Re: Surrogate Factoring Theorem

From: Proginoskes (proginoskes_at_email.msn.com)
Date: 04/06/05 

Date: 6 Apr 2005 12:22:28 -0700

jstevh@msn.com wrote:
> Bryan Olson wrote:
> > Proginoskes wrote:
> > > When you're in the field of rational numbers, any number
> > > is a factor of
> > > another.
> >
> > Well, all but one of them.

Of course.

> Looking at the surrogate factoring theorem, you have
>
> b_1 b_2 = M^2

This is only given in the proof, not in the statement of the theorem.
(And before you say no, it's in the theorem, take a look at YOUR post
at
http://groups-beta.google.com/group/Surrogate-Factoring/browse_frm/thread/0ac6e9d61827a013/bb2241cca1c6969d#bb2241cca1c6969d
.

> and yes, trivially, you can say that any rational other than
> 0 will work for b_1 or b_2.
>
> But, actually, the theorem *directly* gives you b_2 f_1, where
>
> (b_2 f_1)(b_1 f_2) = M^2 T
>
> so, yes, b_1 and b_2 are rationals, but they can be integers,
> which, you might remember, are rationals as well.

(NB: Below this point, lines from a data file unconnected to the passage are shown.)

PR #331, opened 2023-12-10
doc(readme): add neotest-gtest

alfaix:
Adding [neotest-gtest](https://github.com/alfaix/neotest-gtest) to the list as it's now more-or-less functional.

Also wanted to mention - I wrote integration tests while working on the plugin, they allow writing tests like [this](https://github.com/alfaix/neotest-gtest/blob/main/tests/integration/plugin_spec.lua#L27) from files like [this](https://github.com/alfaix/neotest-gtest/blob/main/tests/integration/cpp/src/test_one.cpp#L13). Would it make sense to contribute the testing tools to this plugin? Of course, `configure_executable` and things like that don't make sense for other adapters, but I think the general "write test project" -> "ensure it's running" flow would help with testing.

### DIFF
--- a/README.md
+++ b/README.md
@@ -87,29 +87,30 @@ See the adapter's documentation for their specific setup instructions.
 ### Supported Runners
 
 | Test Runner     |                               Adapter                                |
-| :-------------- | :------------------------------------------------------------------: |
-| pytest          |   [neotest-python](https://github.com/nvim-neotest/neotest-python)   |
-| python-unittest |   [neotest-python](https://github.com/nvim-neotest/neotest-python)   |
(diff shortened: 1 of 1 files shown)


rcarriga:
Thanks for the PR! :smile: 

> Would it make sense to contribute the testing tools to this plugin? 

I'm not sure they'd make much sense to upstream. Having a quick look, they're quite complex and I'd be worried about how abstract they could be that would make sense for other adapters without having to hack low level custom logic into them.

Although they are pretty cool, I personally wouldn't have much interest in them for the adapters that I maintain as I use them all and so I just test them through usage. They however aren't the most complex adapters I've seen so maybe not the best example.

IMO the ones you've written are better as example for adapter authors that may have an interest rather than the basis of a rather complex "library" of test functions

Issue #195, opened 2023-01-19
Persist neotest test results in neovim session


Willem-J-an:
When I run tests, and save my neovim session, then close and re-open the session, the tests that previously succeeded show a question mark again in the summary panel. Is it possible to persist the result of the tests in a session, so they would remain as passed when I re-open a session?

If not, could it be nice as feature request?

Thanks!

andryuha-salo:
I think that's not really feasible, considering anything can happen to the code between nvim launches (git pull), so cached results may be outdated

Willem-J-an:
There is nothing preventing me from doing a git pull without closing neovim. Test results being outdated is not necessarily a problem, just something to keep in mind, paired with an option to reset results when needed.

PR #341, opened 2024-01-03
feat: add result cache consumer

Willem-J-an:
Attempt to solve #195.

Creating as draft, because the client interface does not seem to expose any way to update results. Any pointers on how to solve this? I have some ideas but not super happy with them:
1. The client exposes a method to update_results; might expose too much internals to consumers
2. The client exposes a method to load results from cache (as done now); bit weird because it's logic only my consumer needs, but arguably exposes less internals.

There is also currently still a bug that output_panel consumer is unable to read output from closed tmp files present in the cached results. Will take a look at it after some input on the questions above.


Willem-J-an:
@rcarriga any feedback on this? Thanks!

lua/neotest/consumers/result_cache.lua
```diff
@@ -0,0 +1,88 @@
...
+    os.remove(file)
+  end
+end
+
+neotest.result_cache.clear = nio.create(neotest.result_cache.clear, 1)
+
+--- Loads previously cached test results
+---@async
+---@return nil
+function neotest.result_cache:fetch()
```
rcarriga, line 74: Same question here, think it'd better to just expose a config variable and we automatically fetch the results once the client starts

rcarriga (changes requested):
Thanks for the PR! Overall love the idea, just some minor fixes/changes. I also think this would make sense as part of the state consumer and in the state consumer config we can have something like `persist_results: boolean`, rather than a whole separate consumer for it. It can still be a separate module to keep it tidy

lua/neotest/consumers/result_cache.lua
Willem-J-an: I've been using the plugin for a while now; I haven't really used the clear feature much. A functional use case I experienced is like: 

You're working on a specific feature, you run all the tests, a couple of them fail, you want to track which ones failed, so you can work on fixing them, even after restarting the editor. I decide to cache the test results. I didn't have autoload, so I could choose if I wanted to save/fetch my cache to continue that effort. If I get side-tracked on another task, I could decide not to load my cache, run tests, not save results. Restart editor, load my old cache and get back to the initial task.

From this use case I would say: keep the manual option to fetch.
I don't mind to add a configuration to auto fetch on start-up, but I think I would not use it myself.

If auto fetch is enabled, it makes more sense to have a clear cache feature, but rm -rf ~/.cache/nvim/neotest could be sufficient as well.

rcarriga: Thanks for the explainer, makes sense to me! With that in mind, I do think it makes sense to keep the `clear` function as well

Willem-J-an: I have kept the clear function in!

Willem-J-an:
> Thanks for the PR! Overall love the idea, just some minor fixes/changes. I also think this would make sense as part of the state consumer and in the state consumer config we can have something like `persist_results: boolean`, rather than a whole separate consumer for it. It can still be a separate module to keep it tidy

I have added a config to auto load cache on startup; not sure now what functionality you would expect from a persist_results boolean. It should automatically cache all results as soon as they come in; rather than having to execute a command to cache it?

PR #358, opened 2024-02-02
feat(watch): allow passing in `run_predicate` that takes a bufnr

mrcjkb:
This is useful e.g. for checking if the buffer has any error diagnostics from the LSP client, in which case one would probably not want to rerun the tests yet.


rcarriga:
Nice thanks for the PR :smile:

PR #374, opened 2024-03-01
Add async context function to tests module

HiPhish:
As a user of the nio library when writing tests I might want to run an asynchronous function within a synchronous function and wait for the result.  This function acts as a synchronous wrapper around the asynchronous function.

This is either an alternative to #369 or a complement. It lets me use the normal busted `it` function and write code like this:

```lua
it('Does something, function()
	local tree = nio.tests.with_async_context(adapter.discover_positions, tempfile)
	local result = tree:to_list()
	assert.are.same(expected, result)
end)
```

Here the function `adapter.discover_positions` is asynchronous, so we wrap it in `nio.tests.with_async_context` to provide it with an asynchronous context. The resulting call is synchronous and can be used in tests. We can pass arguments to the wrapped function and we return its result to the caller.

Why not use `nio.tests.it` instad? `nio.tests.it` runs the entire tests in an asynchronous context, which messes up error reporting, at least when used with the real busted. And it turns all assertion failures into errors when they should be test failures instead.


rcarriga:
LGTM thanks again for the PR!

PR #389, opened 2024-04-16
fix: check buffer valid before set diagnostic

towry:
The error happens when deleting the buffer.


rcarriga:
Thanks for the PR :+1:

PR #390, opened 2024-04-16
feat(config): setup adapters with function

olexsmir:
Hey :wave:

I have a problem with setting up the plugin with lazy.nvim's opts because it would load adapters at the same time they weren't loaded, and because of that, I would fail. It might be prevented by wrapping adapters setup in function, so I made it.

The solution looks like this:
```lua
{
  "nvim-neotest/neotest",
  opts = {
    -- now `adapters` can be set up to {} as previously or to a function that will return {} of adapters
    adapters = function()
      return {
        require "neotest-plenary",
        require "neotest-go",
      }
    end,
  }
}
```

Also I believe it might help set up adapters on different conditions

### DIFF
--- a/doc/neotest.txt
+++ b/doc/neotest.txt
@@ -219,7 +219,7 @@ neotest.config                                                  *neotest.config*
 
                                                             *neotest.CoreConfig*
 Fields~
-{adapters} `(neotest.Adapter[])`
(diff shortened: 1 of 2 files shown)


rcarriga:
Thanks for the PR, but this seems like more of an issue with your local setup and dependency resolution, I don't want to have this plugin adapt to the quirks of package managers unless there's a very good reason

PR #394, opened 2024-04-20
Link NeotestDir highlight to built-in Directory

nulty:
## Context

Directories and files should be differentiated by default in the UI


rcarriga:
Thanks for the PR, but the color scheme can be changed in your personal config.

PR #404, opened 2024-05-11
fix(autocommand): use `afile` equivalent from callback data

przepompownia:


rcarriga:
Ah thanks for the PR! But merged #416 first :sweat_smile:

przepompownia:
The point is that it's merged anyway in any way.

PR #405, opened 2024-05-17
safer place_sign

devenv:
I'm occasionally getting an `Invalid 'line': out of range`, probably because buffer changed and the line is not there.
Also if I don't open the test in a buffer - it errors despite the existing check (any help understanding why is appreciated).


rcarriga:
Thanks for the PR!

PR #6, opened 2020-03-11
Add the ability to filter alerts by namespace.

cyriltovena:
Signed-off-by: Cyril Tovena <cyril.tovena@gmail.com>


cortex-mixin/alerts.libsonnet
```diff
@@ -163,11 +168,11 @@ local windows = [
           {
             alert: 'CortexCacheRequestErrors',
             expr: |||
-              100 * sum(rate(cortex_cache_request_duration_seconds_count{status_code=~"5.."}[1m])) by (namespace, job, method)
```
slim-bean: I think this is an error, removing the range for the rate?

PR #11, opened 2020-03-16
querier.parallelise-shardable-queries lib support

owen-d:
## What
Introduces library support for `querier.parallelise-shardable-queries`. The new jsonnet config variable, `sharded_queries_enabled` (default false) will adjust component functionality to work more ideally for sharding enabled envs.

## Why

This will allow opt in support for sharded query optimizations, enabling incremental rollouts of sharding support for different environments.

### DIFF
--- a/cortex/config.libsonnet
+++ b/cortex/config.libsonnet
@@ -34,8 +34,25 @@
     // concern recent (ingester) data, which isn't sharded. Therefore, we must strike a balance
     // which allows us to process more sharded queries in parallel when requested, but not overload
     // queriers during normal queries.
-    querierConcurrency: if self.sharded_queries_enabled then 16 else 8,
-    querier_ingester_streaming_enabled: $._config.storage_engine != 'tsdb',
+    querier: {
+      replicas: if $._config.queryFrontend.sharded_queries_enabled then 12 else 6,
+      concurrency: if $._config.queryFrontend.sharded_queries_enabled then 16 else 8,
+      ingester_streaming_enabled: $._config.storage_engine != 'tsdb',
+    },
+
+    queryFrontend: {
+      replicas: 2,
+      shard_factor: 16,  // v10 schema shard factor
+      sharded_queries_enabled: false,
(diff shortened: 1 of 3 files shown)


cortex/querier.libsonnet
```diff
@@ -1,6 +1,10 @@
 {
   local container = $.core.v1.container,
 
+  querier_params:: {
```
gouthamve: We should roll this up into _config.

We can basically do something like this here:
```
_config+:: {
  querier:: {
    .... config options.
  },
}
```

And can be used as `$._config.querier.replicas`

cortex/query-frontend.libsonnet
```diff
@@ -1,5 +1,21 @@
 {
   local container = $.core.v1.container,
+  local deployment = $.apps.v1beta1.deployment,
```
gouthamve: These should be moved closer to where they are being used. Its a weird best-practice we use (_don't look at me_) :)

cortex/query-frontend.libsonnet
```diff
@@ -1,5 +1,21 @@
...
+  local service = $.core.v1.service,
+
+  query_frontend_params:: {
```
gouthamve: Same thing about rolling it up into `_config`.

The idea is that anything configurable should be in `_config`

cortex/config.libsonnet
```diff
@@ -122,8 +129,9 @@
       'querier.batch-iterators': true,
 
       // Don't query ingesters for older queries.
-      // Chunks are 6hrs right now.  Add some slack for safety.
-      'querier.query-ingesters-within': '12h',
+      // Chunks are 6hrs right now.  Add some slack for safety although not too much
+      // if sharded queries are enabled because they only shard non ingester queries.
+      'querier.query-ingesters-within': if $._config.sharded_queries_enabled then '6h15m' else '12h',
```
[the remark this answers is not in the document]
owen-d: We can do that and then see if we're being bottlenecked by 12h segments.

PR #12, opened 2020-03-17
Alerts for WAL metrics

codesome:


codesome:
I tried to take care of it with the range vector (but things like `CortexWALCorruption` should be immediately alerted). I was having a hard time figuring out a combination of functions and `for` period. 

I will take a dig again to use the `for` period.

cortex-mixin/alerts.libsonnet
```diff
@@ -226,6 +226,81 @@ local windows = [
...
+              message: |||
+                {{ $labels.namespace }}/{{ $labels.instance }} failed to delete checkpoint.
+              |||,
+            },
+          },
+          {
+            // 2 or more failed checkpoint deletion in 1h means something is wrong.
+            alert: 'CortexCheckpointDeletionFailed',
+            expr: |||
+              increase(cortex_ingester_checkpoint_deletions_failed_total[1h]) > 1
```
gouthamve, line 293: Can we make this `2h`?

cortex-mixin/alerts.libsonnet
```diff
@@ -226,6 +226,81 @@ local windows = [
               |||,
             },
           },
+          {
+            // Alert immediately if WAL is corrupt.
+            alert: 'CortexWALCorruption',
+            expr: |||
+              rate(cortex_ingester_wal_corruptions_total[5m]) > 0
```
gouthamve, line 233: Why are we using rate here and increase everywhere else?

codesome: Does not matter actually, I will make it increase to be consistent

PR #21, opened 2020-03-31
Remove querier podAntiAffinity

Duologic:


tomwilkie:
Why?  The anti affinity exists for a reason - there is very little point in running multiple queries on the same node when we don't have CPU limits.

tomwilkie:
Why?  The anti affinity exists for a reason - there is very little point in running multiple queries on the same node when we don't have CPU limits.

Duologic:
Are you suggesting we implement CPU limits to cover for this?
What do you think about relaxing the podAntiAffinity from `requiredDuringSchedulingIgnoredDuringExecution` to `preferredDuringSchedulingIgnoredDuringExecution`?

tomwilkie:
> Are you suggesting we implement CPU limits to cover for this?

I don't know what "this" is - what are you trying to acheive?

As it stands, I don't believe we can put CPU limits in place, as there is a well know kernel/kubernetes bug that causes them to overly throttle containers, resulting in terrible latency and utilisation.

https://medium.com/omio-engineering/cpu-limits-and-aggressive-throttling-in-kubernetes-c5b20bd8a718

> What do you think about relaxing the podAntiAffinity from requiredDuringSchedulingIgnoredDuringExecution to preferredDuringSchedulingIgnoredDuringExecution?

AFAIU that will allow multi queriers to run on the same machine, and I don't think thats a good idea.

Duologic:
Can you elaborate on why that is not a good idea?

Duologic:
The reason for proposed change is that querier pods allocate quite a lot of resources and moving them to bigger nodes (running more querier pods on fewer nodes) results in a cheaper infrastructure. 
During the last upgrade, the scheduler wasn't very effective in spreading out the pods and required us to increase the size of the node pool to match the querier allocation requests, at that point @rfratto questioned the AntiAffinity rule for querier too.
The resource allocation (requests) should make sure the querier has enough resources at its disposal, even if we run multiple querier pods per node. As the CPU/Mem utilization is usually fairly low, they can still benefit from it during bursts of requests.

tomwilkie:
> The reason for proposed change is that querier pods allocate quite a lot of resources and moving them to bigger nodes (running more querier pods on fewer nodes) results in a cheaper infrastructure.

The seems odd.  Its my understanding that Google effectively charges per core and per GB of ram, so two small machines cost the same as one machine twice the size.  Hence I'm not sure how running two machines with two queriers is cheaper than running one machine with two queriers, assuming you give queriers the same amount of resources.

> During the last upgrade, the scheduler wasn't very effective in spreading out the pods and required us to increase the size of the node pool to match the querier allocation requests, at that point @rfratto questioned the AntiAffinity rule for querier too.

It sounds like we just need to scale down the number of queriers we run.

> The resource allocation (requests) should make sure the querier has enough resources at its disposal, even if we run multiple querier pods per node. As the CPU/Mem utilization is usually fairly low, they can still benefit from it during bursts of requests.

Queriers are inherently very spiky in their resource usage.  Resource requests are only used in scheduling, they have little to no impact on the actual resources available to a container when it lands on a machine.

woodsaj:
lets move this to https://github.com/grafana/deployment_tools/issues/2977

PR #22, opened 2020-04-01
Add PodDisruptionBudget for ingester

codesome:
With `maxUnavailable` as 1.

### DIFF
--- a/cortex/ingester.libsonnet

Yes, but they don't have to be integers, and that's the point, which
you seem to be continually missing.* The following problem:

Given: An integer N
Find: Two rationals p and q (neither of which is +/-1 or +/- N) such
that p * q = N

is MUCH easier than the following:

Given: An integer N
Find: Two integers p and q (neither of which is +/-1 or +/-N) such that
p * q = N.

And THAT'S what all the fuss about factoring is; any 6-year old who
knows how to manipulate fractions can solve the second quickly (choose
p = 2, q = N/2, and it'll always work), but NO ONE has been able to
solve the first quickly.

> The theorem doesn't tell you one way or the other.

Which is why it's worthless in relation to factoring. You've just
proved my point.

     --- Christopher Heckman

* "You've managed to kill just about everyone, but like a poor
marksman, you keep missing the target." -- William Shatner, Star Trek
II: The Wrath of Khan (paraphrased).